- _EXERCISE DATA_:
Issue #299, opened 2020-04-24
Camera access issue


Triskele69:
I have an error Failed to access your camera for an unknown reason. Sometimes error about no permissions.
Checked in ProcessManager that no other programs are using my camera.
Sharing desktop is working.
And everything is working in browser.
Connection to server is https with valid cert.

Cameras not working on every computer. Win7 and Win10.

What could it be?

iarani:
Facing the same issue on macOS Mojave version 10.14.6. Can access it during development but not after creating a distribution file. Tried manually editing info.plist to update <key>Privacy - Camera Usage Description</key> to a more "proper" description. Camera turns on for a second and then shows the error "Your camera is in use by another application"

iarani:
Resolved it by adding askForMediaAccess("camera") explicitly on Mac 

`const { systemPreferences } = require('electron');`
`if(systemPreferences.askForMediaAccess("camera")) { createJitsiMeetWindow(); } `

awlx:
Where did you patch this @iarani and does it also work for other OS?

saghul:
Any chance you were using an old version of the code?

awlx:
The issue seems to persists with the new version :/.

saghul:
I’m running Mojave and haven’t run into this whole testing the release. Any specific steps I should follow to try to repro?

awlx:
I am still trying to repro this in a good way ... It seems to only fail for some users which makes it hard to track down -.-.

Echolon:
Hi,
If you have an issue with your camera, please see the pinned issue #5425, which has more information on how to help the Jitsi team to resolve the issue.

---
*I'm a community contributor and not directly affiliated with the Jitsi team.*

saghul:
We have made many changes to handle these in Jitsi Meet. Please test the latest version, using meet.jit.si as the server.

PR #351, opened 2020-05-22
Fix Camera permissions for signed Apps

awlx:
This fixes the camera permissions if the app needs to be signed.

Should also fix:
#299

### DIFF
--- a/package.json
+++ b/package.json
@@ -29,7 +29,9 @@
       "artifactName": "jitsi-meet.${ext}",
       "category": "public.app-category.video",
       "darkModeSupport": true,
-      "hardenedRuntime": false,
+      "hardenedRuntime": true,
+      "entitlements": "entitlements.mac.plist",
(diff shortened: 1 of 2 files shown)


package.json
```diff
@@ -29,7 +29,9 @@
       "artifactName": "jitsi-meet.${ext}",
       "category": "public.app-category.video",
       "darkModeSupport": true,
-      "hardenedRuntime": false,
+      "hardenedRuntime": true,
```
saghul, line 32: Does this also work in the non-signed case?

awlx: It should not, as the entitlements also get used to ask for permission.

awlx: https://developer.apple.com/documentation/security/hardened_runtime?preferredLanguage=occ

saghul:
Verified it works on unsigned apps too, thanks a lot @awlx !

==

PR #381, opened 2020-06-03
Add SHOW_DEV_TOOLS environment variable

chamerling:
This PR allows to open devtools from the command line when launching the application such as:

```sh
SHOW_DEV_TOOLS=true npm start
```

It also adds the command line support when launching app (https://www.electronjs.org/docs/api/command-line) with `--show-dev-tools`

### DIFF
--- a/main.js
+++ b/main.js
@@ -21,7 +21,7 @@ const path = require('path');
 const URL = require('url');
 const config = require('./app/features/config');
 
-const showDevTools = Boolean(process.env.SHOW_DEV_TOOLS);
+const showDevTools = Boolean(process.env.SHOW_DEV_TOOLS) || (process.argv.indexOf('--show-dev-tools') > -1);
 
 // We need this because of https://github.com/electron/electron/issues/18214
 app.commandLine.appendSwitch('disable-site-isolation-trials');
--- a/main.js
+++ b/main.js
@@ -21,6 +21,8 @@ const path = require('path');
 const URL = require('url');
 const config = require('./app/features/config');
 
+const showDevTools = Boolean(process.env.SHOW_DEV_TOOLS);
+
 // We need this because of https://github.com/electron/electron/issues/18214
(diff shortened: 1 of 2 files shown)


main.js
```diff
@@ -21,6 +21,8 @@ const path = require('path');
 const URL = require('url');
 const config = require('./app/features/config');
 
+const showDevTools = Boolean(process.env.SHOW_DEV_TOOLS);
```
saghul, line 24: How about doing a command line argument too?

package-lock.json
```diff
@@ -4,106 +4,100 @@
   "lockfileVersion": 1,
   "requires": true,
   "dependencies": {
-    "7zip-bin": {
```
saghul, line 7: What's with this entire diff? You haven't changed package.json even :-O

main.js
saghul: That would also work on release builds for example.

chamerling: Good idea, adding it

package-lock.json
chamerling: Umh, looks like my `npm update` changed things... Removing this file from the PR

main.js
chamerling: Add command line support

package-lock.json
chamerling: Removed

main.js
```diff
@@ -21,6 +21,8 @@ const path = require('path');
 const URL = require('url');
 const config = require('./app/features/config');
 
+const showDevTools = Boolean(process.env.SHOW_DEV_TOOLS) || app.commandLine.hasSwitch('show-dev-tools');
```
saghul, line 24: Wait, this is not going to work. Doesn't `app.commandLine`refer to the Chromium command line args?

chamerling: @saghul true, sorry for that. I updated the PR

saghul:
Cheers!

==

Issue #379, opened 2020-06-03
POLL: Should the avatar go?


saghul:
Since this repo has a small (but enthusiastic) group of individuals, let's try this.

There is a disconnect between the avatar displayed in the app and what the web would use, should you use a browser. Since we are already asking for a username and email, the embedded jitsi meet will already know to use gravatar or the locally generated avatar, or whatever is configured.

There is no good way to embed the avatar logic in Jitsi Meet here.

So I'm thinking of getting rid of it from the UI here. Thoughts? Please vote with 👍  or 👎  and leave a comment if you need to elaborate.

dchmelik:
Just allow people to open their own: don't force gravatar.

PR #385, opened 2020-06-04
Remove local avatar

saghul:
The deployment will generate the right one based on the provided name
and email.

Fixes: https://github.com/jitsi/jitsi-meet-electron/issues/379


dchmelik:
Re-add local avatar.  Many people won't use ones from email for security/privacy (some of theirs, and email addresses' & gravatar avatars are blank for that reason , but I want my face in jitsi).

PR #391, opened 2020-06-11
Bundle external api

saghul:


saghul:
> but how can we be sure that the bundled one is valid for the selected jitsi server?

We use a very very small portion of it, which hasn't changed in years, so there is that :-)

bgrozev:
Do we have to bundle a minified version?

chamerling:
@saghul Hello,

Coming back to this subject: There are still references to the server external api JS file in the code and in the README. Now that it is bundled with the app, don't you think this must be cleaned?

- _WORK ORDER_: Everything above from the line with "Do we have to bundle a minified version?" to the line with "Coming back to", both included, must be repeated exactly, and nothing outside that range.

- _RESPONSE AREA_:
Do we have to bundle a minified version?

chamerling:
@saghul Hello,

Coming back to this subject: There are still references to the server external api JS file in the code and in the README. Now that it is bundled with the app, don't you think this must be cleaned?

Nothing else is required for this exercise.